Share price almost halved: Investors from cable specialist Leoni are threatened with losses

The Nuremberg company Leoni has been in a difficult economic situation for some time.

Share price almost halved: Investors from cable specialist Leoni are threatened with losses

The Nuremberg company Leoni has been in a difficult economic situation for some time. A planned sale of its cable division is intended to reduce the mountain of debt, but fails. Now banks and shareholders have to accept considerable losses. The share price is going down.

The shareholders of the Nuremberg automotive supplier Leoni are threatened with a massive capital cut. After a failed sale of a part of the company, the highly indebted cable and wiring system specialist urgently needs fresh money. "The ongoing negotiations give reason to expect that there will be no solution without a capital cut by the shareholders," said Leoni in Nuremberg. If the measures that are likely to be necessary are implemented, “the current shareholders would be largely diluted with their previous participation.” What is meant is that the shares lose part of their value. The banks involved would also have to waive some of their claims that were due at the end of the year.

The Leoni share price then collapsed significantly.
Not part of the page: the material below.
PR #3686, opened 2021-01-06
HHH-14392: Test case for CASE WHEN ... THEN ... END failing in @org.hibernate.annotations.OrderBy

kawoolutions:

The papers only cost 3.15 euros at times. Before the news broke in the early afternoon, the price was still more than 6 euros.

According to their own statements, Leoni has net financial debt of around 1.5 billion euros. A large part of this would have fallen due at the end of the year. The income from the sale of the profitable cable division should have been used for partial repayment. According to the plans, these would have flushed around 400 million euros into the Leoni coffers. After the Thai investor pulled out in December, a moratorium was initially agreed with the lenders. Just a few days ago, Leoni announced that CEO Aldo Kamper would resign in March and move to the top of the lighting technology group AMS Osram. In January, Leoni's supervisory board appointed restructuring expert Hans-Joachim Ziems to the board. Ziems had already helped Leoni out of a difficult situation in 2020 and 2021.

The listed group of companies, which employs around 100,000 people in 28 countries and achieved group sales of 5.1 billion euros in 2021, received a state guarantee of 330 million euros at the time, among other things. When things seemed to pick up again, the semiconductor crisis and the temporary closure of two wire harness factories in Ukraine plagued the company.

It is now apparently planned that the banks will waive a significant part of their claims and that the shareholders will have to accept losses at the same time with a capital cut. "The background to this is that all financial creditors must also make extensive concessions in order to enable Leoni AG to continue in the long term," says the company announcement. After that, there should be a capital increase, in which Leoni would like to collect fresh money from investors.

About three quarters of Leoni's stock is in free float. The largest single shareholder is the Austrian Pierer Group with a stake of around 20 percent. "This has stated that under certain conditions it wants to make a significant contribution to the restructuring as part of the equity injection," says the Leoni statement.